** Opening Exercise inputs block **
PR #923, opened 2018-08-20
Protect application editing routes with decorator

Wynndow:
For [this trello ticket.](https://trello.com/c/Msvn4HAz)

When applications for a framework close some views are no longer
available. This decorator is applied to those routes to provide users
with meaningful feedback and some extra logging for us.

The apiclient that's passed to the outer wrapper of the decorator is a
callable. This is because the decorator is evaluated at module import
time, which makes mocking the apiclient difficult. By providing it as a
callable it's evaluated at runtime and a mock can be patched in.

The custom error template includes content that is in the frameworks
repo. Its content that describes the expected following framework. If
that hasn't been defined, we show a reduced error message.

### Screenshot! 

applications_closed_decorator

### DIFF
--- a/app/main/__init__.py
+++ b/app/main/__init__.py
@@ -45,7 +45,7 @@ content_loader.load_manifest('digital-outcomes-and-specialists-3', 'services', '
 content_loader.load_manifest('digital-outcomes-and-specialists-3', 'services', 'edit_service')
 content_loader.load_manifest('digital-outcomes-and-specialists-3', 'briefs', 'edit_brief')
 content_loader.load_messages('digital-outcomes-and-specialists-3', ['urls'])
-content_loader.load_metadata('digital-outcomes-and-specialists-3', ['copy_services'])
+content_loader.load_metadata('digital-outcomes-and-specialists-3', ['copy_services', 'following_framework'])
 
 
 @main.after_request
--- a/app/main/helpers/frameworks.py
+++ b/app/main/helpers/frameworks.py
@@ -4,17 +4,20 @@ from functools import wraps
 from itertools import chain, islice, groupby
 import re
 
-from flask import abort
+from flask import abort, render_template, request
 from flask_login import current_user, current_app
 
 from dmapiclient import APIError, HTTPError
+from dmutils.dates import update_framework_with_formatted_dates
 from dmutils.formats import DATETIME_FORMAT
+from dmcontent.errors import ContentNotFoundError
+
+from ...main import content_loader
 
 
 def get_framework_or_404(client, framework_slug, allowed_statuses=None):
     if allowed_statuses is None:
         allowed_statuses = ['open', 'pending', 'standstill', 'live']
-
     framework = client.get_framework(framework_slug)['frameworks']
 
     if allowed_statuses and framework['status'] not in allowed_statuses:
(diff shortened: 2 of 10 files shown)


lfdebrux:
@Wynndow what's the advantage of using a blueprint instead of a decorator?

Wynndow:
@lfdebrux that is what I was attempt to find out!

app/main/__init__.py
```diff
@@ -45,14 +51,58 @@
...
 
 @main.after_request
 def add_cache_control(response):
     response.cache_control.no_cache = True
     return response
 
+@protected_applications.after_request
+def add_cache_control(response):
+    response.cache_control.no_cache = True
+    return response
```
katstevens: I think we can stack the decorators on one function definition?

Wynndow:
Personally I prefer the decorator route rather than the blueprint route. It seems a lot cleaner to me.
I think it would be better if the two blueprints were separate areas of the app, but there's a lot of crossover between them during normal user flow. This leads to a lot of confusion and mess when using  `url_for` as you have to know which blueprint the template/view using it is registered to.
Also the preprocessing stuff seems clunky.
What do people thing?

katstevens:
Yeah... looking at all the `url_for` changes I think any advantage (e.g. simplification of the data_api_client use) is outweighed by the confusion over why some views are in one and not the other. Thanks for indulging my curiosity!

Wynndow:
No problem! It was interesting. I'd never used 'g' before. Why did they give it such a silly name though.

app/main/helpers/frameworks.py
```diff
@@ -425,3 +428,46 @@ def validator(self, *args, **kwargs):
...
+
+
+def return_404_if_applications_closed(data_api_client_callable):
+    def real_decorator(func):
+        @wraps(func)
+        def decorated_view(*args, **kwargs):
+            data_api_client = data_api_client_callable()
+            if 'framework_slug' not in kwargs:
+                current_app.logger.error("Required parameter `framework_slug` is undefined for the calling view.")
+                abort(500, "There was a problem accessing this page of your application. Please try again later.")
```
risicle: Are we going to start writing custom error messages for 500s now? If so, has this gone past content?

app/main/helpers/frameworks.py
```diff
@@ -425,3 +428,46 @@ def validator(self, *args, **kwargs):
...
+
+            framework_slug = kwargs['framework_slug']
+            framework = get_framework_or_404(data_api_client, framework_slug)
+
+            if not framework['status'] == 'open':
+                current_app.logger.info(
+                    'Supplier {supplierId} requested "{method} {url}" after {frameworkSlug} applications closed.',
+                    extra={
+                        'supplierId': current_user.supplier_id,
```
risicle: I *think* most people don't bother camel-casing `extra` parameters from python (though I understand why you are) - so actually these *could* end up mis-fitting with other places where people will use e.g. `supplier_id`. But it's not like it's important.

app/main/views/frameworks.py
```diff
@@ -347,6 +348,7 @@ def framework_submission_services(framework_slug, lot_slug):
 @main.route('/frameworks/<framework_slug>/declaration/start', methods=['GET'])
 @login_required
 @EnsureApplicationCompanyDetailsHaveBeenConfirmed(data_api_client)
```
risicle: hmmmmmmmm interesting how the decorator above *doesn't* use the lambda trick. wonder how it handles mocking in tests...

app/main/helpers/frameworks.py
Wynndow: That's a good point. I might just drop the customness. Seems unnecessary/doesn't add anything.

app/main/views/frameworks.py
Wynndow: It mocks out it's `validator` method, which bypasses having to use the apiclient at all.

tests/app/main/helpers/test_frameworks.py
```diff
@@ -758,3 +760,176 @@ def test_only_known_decorated_views_are_protected(self):
...
+
+        response = view_function(framework_slug='g-cloud-7')
+
+        assert response == 'g-cloud-7 - OK!'
+
+    @mock.patch('app.main.views.frameworks.data_api_client')
+    @mock.patch('app.main.views.services.data_api_client')
+    @mock.patch('app.main.helpers.require_login')
+    @mock.patch('app.main.helpers.frameworks.current_user')
+    def test_only_known_decorated_views_are_protected_applicatins(
```
risicle: Typo, but I do slightly prefer calling them "applicatin's"

app/main/helpers/frameworks.py
Wynndow: Just looked, and it's snake case everywhere else. Will change.

tests/app/main/helpers/test_frameworks.py
Wynndow: Ha, I tagged that on the end to differentiate between a different test with the same name and forgot to remote/update it. I'll fix it.

app/main/views/frameworks.py
risicle: Weird. We're really going to have to sort out these apiclients and put a single one on each request context at some point. Or rather the `g` object.

risicle:
Yeah I concur about decorators vs blueprints - the main disadvantage of blueprints seems to be that, of course, they're not composable.

risicle:
I mean that you can't just throw a bunch of blueprints together to gain all their features. Whereas decorators more or less are composable.

It's a bit like the difference between standard inheritance and mixins.

PR #935, opened 2018-09-25
Use Notify to send framework agreement reviewed email

lfdebrux:
This PR closes https://trello.com/c/1hW3ZdfA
** Closing Exercise inputs block **
Your task |
In the listing above, find each line with "problem" and copy it.

Written solution |
No problem! It was interesting. I'd never used 'g' before. Why did they give it such a silly name though.
+                abort(500, "There was a problem accessing this page of your application. Please try again later.")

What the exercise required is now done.